The "unified civil front," as Prime Minister Putin describes it, is to be an alliance of parties, unions, non-aligned activists, women's groups, veterans' organizations and youth groups; importantly, to be included also is the Russian Orthodox Church. In short, everyone he can gather into the fold, the better to direct their civic and political energies in service of his strategy. Up to a sixth of the national Duma seats would be reserved in this scheme for representatives from these groups. There is a need in Russian politics, says Putin, for "new blood" and "fresh ideas" to face a potential national dilemma. He does not specify what the dilemma is and none seems on the horizon, what with oil prices at record levels and his foreign policies bearing fruit. So we can discount his official rationale. That leaves us with two more possibilities, one being that it is simply an electoral strategy for a nervous former president who'd like to return to office.
This makes more sense, mainly because President Dimitry Medvedev is refusing to be the lackey he was intended to be. Medvedev, to whatever degree he is serious about it -- and that is a big question -- talks too much for Putin's comfort about the need to face West instead of East, and about the need for liberal reforms. While both men have seen their poll numbers fall, Putin's are the higher and he remains easily the most popular politician in the country; it can pay off handsomely to methodically crush all serious opposition.
Nevertheless, United Russia has lost a few important local elections, and with Russians seemingly tired of years of the same old corrupt politicians running things, and now with the complaint of dipping economic fortunes, Putin might be trying to create a dynamic that ensures he wins the battle royal with Medvedev should the latter renege on the assumed pre-arranged return of Putin to the top of the presidential ticket for United Russia. Putin the politician knows that he is best placed to capitalize on a wave of nationalism spawned and encouraged at the level of civil society. Obviously true democratic reformers will not be welcomed in the new All-Russia front. The real "new blood" and "fresh ideas" that Putin should be looking for to revivify Russian politics is coursing through the veins and brains of those dissidents and opposition figures who keep winding up in jail or dead.
But there is that other reason Putin is calling for a popular front and a uniting of every civic and social force he can collect under his banner: it is the way to take Russia back to the age and politics he is most comfortable with, that of czarist Russia, albeit with a twist. Putin has demonstrated after ten years in power that what he is really comfortable with is a Russia that looks and acts a lot more like that of the czars who practiced political and philosophical absolutism. The czars established control over the domestic scene by subjecting all societal groupings and activities to the service of the divine right state. Putin is not a czar de jure but he can be one de facto. This is a minor detail for one so determined to rule as he sees fit. So by defining the nature of the electoral system in terms of who can run and who controls the economy, he's got the electoral problem essentially solved.
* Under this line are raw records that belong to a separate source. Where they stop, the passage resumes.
PR #12055, opened 2021-09-23
DYN-777 : performance improvements demo

BogdanZavu:
We don't always need to execute UI-related code and render UI components.
So we are going to load UI elements for nodes ( main content plus ports ) on demand when the user sets focus on a specific control.
If we are doing this Dynamo is ~= 50% faster when we are opening a graph and consumes ~= 50% less memory.
UI-less performance should be improved as well but probably not that much.
Note that even if full UI components are not loaded and a node looks empty graph execution works as expected.
Another nice aspect of this is that this work can be done incrementally one control after another.

### DIFF
--- a/src/DynamoCoreWpf/Views/Core/NodeView.xaml.cs
+++ b/src/DynamoCoreWpf/Views/Core/NodeView.xaml.cs
@@ -1,5 +1,6 @@
 ﻿using System;
 using System.Collections.Generic;
+using System.Collections.ObjectModel;
 using System.Diagnostics;
 using System.Windows;
 using System.Windows.Controls;
@@ -28,6 +29,7 @@ namespace Dynamo.Controls
         private NodeViewModel viewModel = null;
         private PreviewControl previewControl = null;
         private const int previewDelay = 1000;
+        private bool inoutportsInitialized = false;
 
         /// <summary>
         /// If false - hides preview control until it will be explicitly shown.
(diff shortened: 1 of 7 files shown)


src/Libraries/CoreNodeModelsWpf/NodeViewCustomizations/DoubleSlider.cs
```diff
@@ -7,18 +7,39 @@ namespace CoreNodeModelsWpf.NodeViewCustomizations
...
         {
-            var slider = new DynamoSlider(model, nodeView)
+            viewNode = nodeView;
+            sliderModel = model;
+            viewNode.MouseEnter += ViewNode_MouseEnter;
+        }
+
+        private void ViewNode_MouseEnter(object sender, System.Windows.Input.MouseEventArgs e)
+        {
+            ConstructView();
```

And this assured control at home means it is much easier to control the "near abroad" and exert influence over world affairs.
While the announcement of the All-Russia front confirms many of our concerns regarding Putin, unfortunately it probably tells us much about the Russian people that is painful to face.
In the early years of post-Soviet democratization, the late Irving Kristol wrote an insightful essay in the Wall Street Journal about the future of Russia. Though it was a short opinion piece, it was profound. He said that the Russians will not return to communism, nor would they likely opt for Western liberal democracy. But having enjoyed the exercise of their power at the ballot box, they would not give that up. They would likely simply desire the maintenance of a society based on law and order whose government continues to improve their standard of living.
From today's vantage point, we can say Kristol had it about right. The vast majority of Russians for the more than twenty years since the fall of the Soviet regime have simply accepted first a chaotic democracy in tandem with a kleptocracy and now a "managed democracy" that continues the kleptocracy and adds bullying of neighbors and friendliness toward terror states. The liberal democratic opposition bravely condemns these things, but it is very small in number, and that is not so simply because it is repressed. It is so because Russians seem okay with what their leaders are doing as long as the standard of living-or the prospects for it--are better than before. The law and order part? They don't seem so outraged at the extra-legal means by which the opposition is oppressed, so maybe the order part is what is most important.
Does it have to be this way? Will Putin's plans succeed? Is Medvedev really a liberal reformer that we can get behind and see a turn for the better? We've been down this road before with Yeltsin, so let's not put too many eggs in one basket. But the West must continue to hold Russia and its leaders to account for the universal principles of freedom and democracy. Democratization is obviously harder in Russia than many of us had hoped, but it is worth working for, even if there seems to be only a handful of people who love liberty. It seemed that way in Poland when all we had was a trade union activist to support.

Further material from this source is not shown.